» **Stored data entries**
....

PR #566, opened 2015-12-06
Add install help guide to contributing.md

ErisDS:
- Users are prompted to view this guide before raising an issue. 
- Putting it here as well as in the wiki may help more people to see the info needed to debug their install.

### DIFF
--- a/CONTRIBUTING.md
+++ b/CONTRIBUTING.md
@@ -2,6 +2,14 @@
 
 General guidelines for contributing to node-sqlite3
 
+## Install Help
+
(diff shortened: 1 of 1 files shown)


ErisDS:
:confused: not sure why the build is failing here?

Mithgol:
On Travis CI some tests are failing because of `Connection reset by peer` or `couldn't connect to host` while connecting to http://llvm.org/apt/llvm-snapshot.gpg.key

In other words, some problem with the Internet connectivity on Travis. It's not okay, but it happens and we should just ignore it.

On AppVeyor there was one job that couldn't even install Node.

Issue #591, opened 2016-01-14
npm install sqlite3@3.1.1  err


sea35:
npm ERR! node v4.2.2
npm ERR! npm  v3.5.3
npm ERR! code ELIFECYCLE

npm ERR! sqlite3@3.1.1 install: `node-pre-gyp install --fallback-to-build`
npm ERR! Exit status 1
npm ERR! 
npm ERR! Failed at the sqlite3@3.1.1 install script 'node-pre-gyp install --fallback-to-build'.
npm ERR! Make sure you have the latest version of node.js and npm installed.
npm ERR! If you do, this is most likely a problem with the sqlite3 package,
npm ERR! not with npm itself.
npm ERR! Tell the author that this fails on your system:
npm ERR!     node-pre-gyp install --fallback-to-build
npm ERR! You can get information on how to open an issue for this project with:
npm ERR!     npm bugs sqlite3
npm ERR! Or if that isn't available, you can get their info via:
npm ERR!     npm owner ls sqlite3
npm ERR! There is likely additional logging output above.

crapthings:
same here, why

LIXIAOSHUANG:
same here why? 
Same as has a tip that it is "npm ERR! sqlite3@3.1.1 install: `node-pre-gyp install --fallback-to-build  This is most likely a problem with the sqlite3 package,
npm ERR! not with npm itself " 

I had install node-gyp  and node-pre-gyp

ErisDS:
If you're having install issues, please provide all of the information described here: https://github.com/mapbox/node-sqlite3/blob/master/CONTRIBUTING.md#install-help

Without the proper error log and details of your system it's not possible for anyone to see what might be wrong.

crapthings:
osx 10.10.5

brew install version/node012

nvm use 0.12.9
nvm use 5.4.1

12601 silly install node-pre-gyp@0.6.14 /Users/monsterstep/dev/waterlinetest/node_modules/.staging/node-pre-gyp-f4dcdcb45c7320ee317cd6659b86a2c5
12602 info lifecycle node-pre-gyp@0.6.14~install: node-pre-gyp@0.6.14
12603 silly lifecycle node-pre-gyp@0.6.14~install: no script for install, continuing
12604 silly install sqlite3@3.1.1 /Users/monsterstep/dev/waterlinetest/node_modules/.staging/sqlite3-c381cf6804abcab9bef9c649cb254058
[...]

PR #600, opened 2016-02-13
Added a reminder when building on OS X to have the latest Xcode

Darkle:
…Xcode.

re: https://github.com/mapbox/node-sqlite3/issues/591


springmeyer:
Looks like this includes a change to the build system as well as the readme. Therefore it conflicts with #627 as far as I can tell. Please re-open a new pull request that only modifies the README.

PR #608, opened 2016-03-05
npm install can't find node-pre-gyp.

DLLarson:
`node-pre-gyp` was installed properly but there was no path to the actual script.

When building in a cross-tool environment the install choked.

-Dale

### DIFF
--- a/package.json
+++ b/package.json
@@ -49,7 +49,7 @@
     },
     "scripts": {
         "prepublish":"npm ls",
-        "install": "node-pre-gyp install --fallback-to-build",
+        "install": "node_modules/node-pre-gyp/bin/node-pre-gyp install --fallback-to-build",
         "pretest": "node test/support/createdb.js",
         "test": "mocha -R spec --timeout 480000"
     },


springmeyer:
Npm should put `node-pre-gyp` on the PATH automatically. Tell me more about what your `cross-tool` environment is? Perhaps your NPM installation is broken?

DLLarson:
The build was performed using the Yocto project tools (Fido 1.8.1).

The issue happens when doing `npm install` with modules that require native builds. Normally this all works just fine. We build many packages that include native components. This package busted the builds.

When I investigated I found it was trying to run `node-pre-gyp` but didn't know how to find it.

This was my solution. Yet I noticed in the CI tests it doesn't work on Windows targets.

We've redirected our product build `package.json` to my personal fork of this repo for the near term to get operational again.

-Dale

springmeyer:
> We build many packages that include native components. This package busted the builds.

Npm should be putting node-pre-gyp on PATH just like it does for node-gyp. Perhaps finding node-gyp was busted for you as well and you were working around it since you had a global node-gyp install? A global node-pre-gyp install would also perhaps work around the problem.

DLLarson:
Thanks for the feedback!

I think I need to do some digging yet. 

The Yocto build system provides completely wrapped environments for each task of a build (fetch, patch, configure, compile, install, package...) 

It generally provides its own native tools so as not to rely on the host system's support. So as part of the process a native `node/npm` installation is created and it is used to produce the cross architecture packages. I did actually install `node-pre-gyp` into the native version but the build still didn't find it in the path. `node-sqlite3` is the only package with native components that breaks for us due to `node-pre-gyp`. It could be that none of the other packages use the `pre-gyp` stuff.

-Dale

bedwardly-down:
@DLLarson, I've noticed that this PR is exactly 4 years old to the date and the original repository is no longer available. Any way you could please close it if you are still active on Github? Thanks

daniellockyer:
Closing as it should be longer be relevant 🙂

PR #627, opened 2016-04-18
Added the latest SQLite full text search addon flag (FTS5) to sqlite3…

Darkle:
….gyp


wmertens:
I also do this in #724 

But now that I see that this is dormant since April, I suppose nothing will happen :(

Mithgol:
After #724 is merged this pull request should be closed, or so I think.

PR #630, opened 2016-04-21
Revert "Add support for sqlite3_interrupt"

springmeyer:
Reverts mapbox/node-sqlite3#518

PR #631, opened 2016-04-22
Add support for sqlite3_interrupt (with fixed test)

briangreenery:
This reintroduces #518, fixing the test failure that caused it to be reverted in #630. The test failure was happening because the interrupt test used common table expressions, and common table expressions are not supported on older versions of sqlite. I removed the use of common table expressions in the interrupt test to fix it.


briangreenery:
I'm sorry this caused the build to fail again. I'm investigating this right now.

PR #647, opened 2016-05-11
node-pre-gyp is incorrectly listed as a dependency in the package.json file

cblair:
Should be under the devDependency. Simple enough fix.


springmeyer:
It is required at runtime for installs, so it is a dependency.

cblair:
So this installs stuff at runtime? We're shipping this with a product that has no external internet access, so what will the behavior be?

PR #139, opened 2021-03-10
Create Tdarr_Plugin_ER01_Transcode audio and video with HW (PC and Mac)

erichter2018:
Files not in H265 will be transcoded into H265 using hw with ffmpeg, assuming mkv container. Plugin uses QS if the node runs on a PC, or Videotoolbox if run on a Mac.  Much thanks to Migz for bulk of the important code.  Quality is controlled via bitrate adjustments - H264 to H265 assumes 0.5x bitrate.  Resolution change from 1080p to 720p assumes 0.7x bitrate.  Audio conversion is either 2 channel ac3 or 6 channel ac3, for maximal compatibility and small file size.  All subtitles removed.  The idea is to homogenize your collection to 1080p or higher movies with 5.1 audio, or 720p TV shows with 2.0 audio.`,


HaveAGitGat:
Thanks

PR #147, opened 2021-04-19
Updating Plugin to use file object

zachg99:
I've updated these plugins to use the file object provided by Tdarr rather than running mediainfo and ffprobe on their own. I've also updated the comments section to remove the requirement to install extra packages and included updated Tdarr v2.0x docker compose file commands.


HaveAGitGat:
Thanks 👍

PR #153, opened 2021-05-17
Fixed a typo causing NaN bitrates

zachg99:
Fixed a typo (missing space) causing the script to not read the video and audio bitrate for some files resulting in a larger file after processing.

### DIFF
--- a/Community/Tdarr_Plugin_JB69_JBHEVCQSV_MinimalFile.js
+++ b/Community/Tdarr_Plugin_JB69_JBHEVCQSV_MinimalFile.js
@@ -761,7 +761,7 @@ function findMediaInfoItem(file, index) {
 			currMIOrder = file.mediaInfo.track[i].ID - 1;
 		}
 
-		if (currMIOrder == index|| currMIOrder == "0-" + index) {
+		if (currMIOrder == index || currMIOrder == "0-" + index) {
 			return i;
 		}
 	}


zachg99:
Hi, can this fix be merged?

zachg99:
Thanks!

I thought so too but it wasn’t evaluating true without the space for files that fell into that path.

--
Our problems are like diamonds. We inflate their value because we don't understand how many they have in Africa.

tehniemer:
I'm still seeing some files generate NaN bitrates and creating larger files after processing, I'm working to narrow down the codecs or containers that cause the issue, but I wanted to let you know that it's not fixed.

zachg99:
Oh thanks! That's annoying. I hadn't had the issue after I added that
space, even using the files that previously failed. It didn't seem to be
processing the OR operator without the space so it wasn't finding a
matching stream, or something like that.

If the script decides the file has a NaN bitrate it then uses a default
bitrate that's rather arbitrary. If you can figure it out that would be
awesome.

--

Our problems are like diamonds. We inflate their value because we don't
understand how many they have in Africa.

tehniemer:
Where in the script is the arbitrary bitrate set? It's not obvious to me. I've used your script as a base and made some modifications to it to suit my needs and I think using the original stream bitrate vs something arbitrary would work better for me in this case.

zachg99:
It's been a while, but line 509 is where it calculates the optimal video
bitrate based on the height, width, and fps of the video file. At this
point the actual bitrate might be lower (or higher) in the file than what
the script calculated as optimal so the next step that matters in this
process is like 542. The videoBR is NaN so that if statement will evaluate
as false dropping to the else statement. So, it skipped lines 554-558 that
would have adjusted the target bitrate so the file won't increase in size.

Side note, in the else block boltranscodeVideo = true is commented out but
it was initialized to true so it's going to try to transcode.

If your video file had a lower bitrate than the calculated optimal, happens
a lot, when it transcodes the file it will also attempt to increase the
bitrate and thereby increase the file size.

--

Our problems are like diamonds. We inflate their value because we don't
understand how many they have in Africa.

tehniemer:
OK, I think I get it now. That's the part of the code I pretty significantly changed for my needs, I now have a catch for the NaN bitrate to transcode to a user defined minimum. Here's the code if you care to take a look.
```	//We need to set the minimum bitrate
	if ((videoheight * videowidth) > minvideopixels4K) {
	    response.infoLog += "Video stream determined to be 4K. Minimum bitrate set as: " + (minbitrate4K/1000) + " kbps. \n";
	    minimumvideobitrate = minbitrate4K;
	} else if ((videoheight * videowidth) > minvideopixels1080p) {
	    response.infoLog += "Video stream determined to be 1080p. Minimum bitrate set as: " + (minbitrate1080p/1000) + " kbps. \n";
	    minimumvideobitrate = minbitrate1080p;
	} else if ((videoheight * videowidth) > minvideopixels720p) {
	    response.infoLog += "Video stream determined to be 720p. Minimum bitrate set as: " + (minbitrate720p/1000) + " kbps. \n";
	    minimumvideobitrate = minbitrate720p;
	} else {
	    response.infoLog += "Video stream determined to be 480p or lower. Minimum bitrate set as: " + (minbitrate480p/1000) + " kbps. \n";
	    minimumvideobitrate = minbitrate480p;
	}

	//Now calculate the optimal bitrate 
	optimalvideobitrate = Math.floor((videoheight * videowidth * targetframerate) * targetcodeccompression);

	if (videoBR < optimalvideobitrate) {
		//We need to be careful here or else we could produce a bad quality stream
		response.infoLog += "Low source bitrate! \n";	
		if (file.ffProbeData.streams[videoIdx].codec_name == targetvideocodec) {
			response.infoLog += "Codec is already " + targetvideocodec + " and \n";
			if (bolSource10bit == boluse10bit) {
	            response.infoLog += "source stream bitrate, " + Math.floor(videoBR/1000) + "kbps, is less than optimal bitrate, " + (optimalvideobitrate/1000) + "kbps. Using source stream. \n";
	            optimalvideobitrate = videoBR;
				boltranscodeVideo = false;
			} else {
	            response.infoLog += "source stream bit depth is different from target. Transcoding with source bitrate. \n";
				optimalvideobitrate = videoBR;
			}
		} else {
			//We have a codec change with not much meat so we need to adjust our target bitrate
			response.infoLog += "Source bitrate, " + Math.floor(videoBR/1000) + "kbps, is less than optimal bitrate, " + (optimalvideobitrate/1000) + " kbps. \n";
			if (Math.floor(videoBR * targetreductionforcodecswitchonly) > minimumvideobitrate) {
				response.infoLog += "Transcoding with a codec change using " + Math.floor(targetreductionforcodecswitchonly * 100) + "% of source bitrate. \n";
				optimalvideobitrate = Math.floor(videoBR * targetreductionforcodecswitchonly);
			} else if (videoBR < minimumvideobitrate) {
				response.infoLog += "Transcoding with a codec change using source bitrate. \n";
				optimalvideobitrate = videoBR;
			} else {
				response.infoLog += "Transcoding with a codec change using minimum acceptable bitrate. \n";
				optimalvideobitrate = minimumvideobitrate;
			}
		}
	} else if (isNaN(videoBR)) {
		//Cannot determine source bitrate
		response.infoLog += "Cannot determine source bitrate, throwing in towel and using minimum acceptable bitrate. \n";
		optimalvideobitrate = minimumvideobitrate;
	} else {
		//Source bitrate has enough meat for a decent transcode
		response.infoLog += "Source bitrate, " + Math.floor(videoBR/1000) + "kbps, is high enough to transcode to optimal bitrate. \n";
	}
	response.infoLog += "Post-process video stream will be: " + videoheight + " x " + videowidth + ", " + videoFPS + ", " + Math.floor(optimalvideobitrate/1000) + " kbps \n";
```

zachg99:
Nice, that's a good fix. What did you set the minimumvideobitrate to for
each of the stream types?

--

Our problems are like diamonds. We inflate their value because we don't
understand how many they have in Africa.

tehniemer:
I created user configurable inputs for those, I have them set at 20,000, 5000, 2200, and 750kbps respectively. I spent a bunch of time working on the script this weekend so this section has changed yet again, but this method stays the same.

zachg99:
FYI I think i found the NaN bitrate issue and resolved it in the latest checkin. There were two things causing the problem, one was bad file tags, the other was some issues with the function that found the mediainfo track tied to the ffprobe stream.

The main fix for the bad tags is to run:

	mkvpropedit --add-track-statistics-tags “v<video file>”

This requires installing the mkvtoolnix to the container. I’ve requested that this be added, until then you can install it manually via: apt install mkvtoolnix (from within the container).

The issue with the funtion is that it wasn’t handling the General mediainfo “track” properly. Now it should and return the proper track for processing.

Let me know if you see any issues with the latest version (once/if it’s approved).

Thanks,
Zach

--
Our problems are like diamonds. We inflate their value because we don't understand how many they have in Africa.

Issue #156, opened 2021-06-01
Bug: Tdarr_Plugin_b39x_the1poet_surround_sound_to_ac3 converts 7.1 audio to 5.1


17hoehbr:
Hi, I’ve been using this plugin with my setup for a few days now and it seems to doubts a great job converting my AAC 5.1 tracks to AC3. However today I noticed that when I ran a video that had a 7.1 audio track it down mixed to 5.1. 

Attached are a few screenshots from the transcode info that show the audio streams before and after going through my plugin stack. I also run Tdarr_Plugin_MC93_Migz5ConvertAudio right before transcoding the surround sound which is why the output file has a stereo AAC track and a duplicate 5.1 track.
![8A2E3BD1-245A-42DC-BD9F-B21DAC0B0B49](https://user-images.githubusercontent.com/1351017/120292314-34b19880-c292-11eb-91d1-aceef6bd019a.jpeg)
![8FFAA44D-BEED-472B-9BFA-7B0EDC16E527](https://user-images.githubusercontent.com/1351017/120292318-35e2c580-c292-11eb-8635-39257b8aaa1c.jpeg)
![F271CED9-3104-4514-A35C-0EEC805BD13E](https://user-images.githubusercontent.com/1351017/120292320-367b5c00-c292-11eb-8ddd-04cf289d115a.jpeg)

(Apologies for the small screenshots since I’m on my phone right now but I can hop on my PC to add logs and other info if needed)

drummerdude152002:
Feel free to close this @17hoehbr . AC3 has a maximum channel count of 5 full-bandwidth channels, thus why you're seeing the downmix from 7.1 to 5.1. You can read more about that [here](https://en.wikipedia.org/wiki/Dolby_Digital_Plus)

PR #157, opened 2021-06-01
#156

17hoehbr:
Since FFMPEG does not support converting 7.1 to AC3 the plugin was previously downmixing 7.1 audio to 5.1. Since I'm also running Tdarr_Plugin_MC93_Migz5ConvertAudio to downmix tracks anyway, this caused me to end up with duplicate 5.1 tracks in all of my videos. This update does not fix the fundamental issue of ffmpeg not converting 7.1 to AC3, instead it just makes the plugin ignore audio streams with >6 channels since ffmpeg can't convert them to AC3 anyway. Combined with Tdarr_Plugin_MC93_Migz5ConvertAudio, this should allow users to have stereo and 5.1 audio streams encoded in AC3 while keeping the original 7.1 stream.

### DIFF
--- a/Community/Tdarr_Plugin_b39x_the1poet_surround_sound_to_ac3.js
+++ b/Community/Tdarr_Plugin_b39x_the1poet_surround_sound_to_ac3.js
@@ -48,7 +48,7 @@ function plugin(file) {
 
       try {
         if (
-          file.ffProbeData.streams[i].channels >= 6 &&
+          file.ffProbeData.streams[i].channels == 6 &&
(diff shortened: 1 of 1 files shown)


AbbieDoobie:
Can the description for this plugin please be updated? I just let tdarr go at my library for a week, and all the 7.1 streams don't have 5.1 AC3 equivalents which I need. The plugin's description mentions "surround sound", and it took hours of digging to figure out what went wrong. I'll need to figure something else out I guess.

Could including 7.1 > 5.1 downmixing just be an option?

....

» **TASK DESCRIPTION**
Transcribe, word for word, the data above from its first line through the line with "On Travis CI", and include nothing else.

» **ANSWER TO THIS EXERCISE**
PR #566, opened 2015-12-06
Add install help guide to contributing.md

ErisDS:
- Users are prompted to view this guide before raising an issue. 
- Putting it here as well as in the wiki may help more people to see the info needed to debug their install.

### DIFF
--- a/CONTRIBUTING.md
+++ b/CONTRIBUTING.md
@@ -2,6 +2,14 @@
 
 General guidelines for contributing to node-sqlite3
 
+## Install Help
+
(diff shortened: 1 of 1 files shown)


ErisDS:
:confused: not sure why the build is failing here?

Mithgol:
On Travis CI some tests are failing because of `Connection reset by peer` or `couldn't connect to host` while connecting to http://llvm.org/apt/llvm-snapshot.gpg.key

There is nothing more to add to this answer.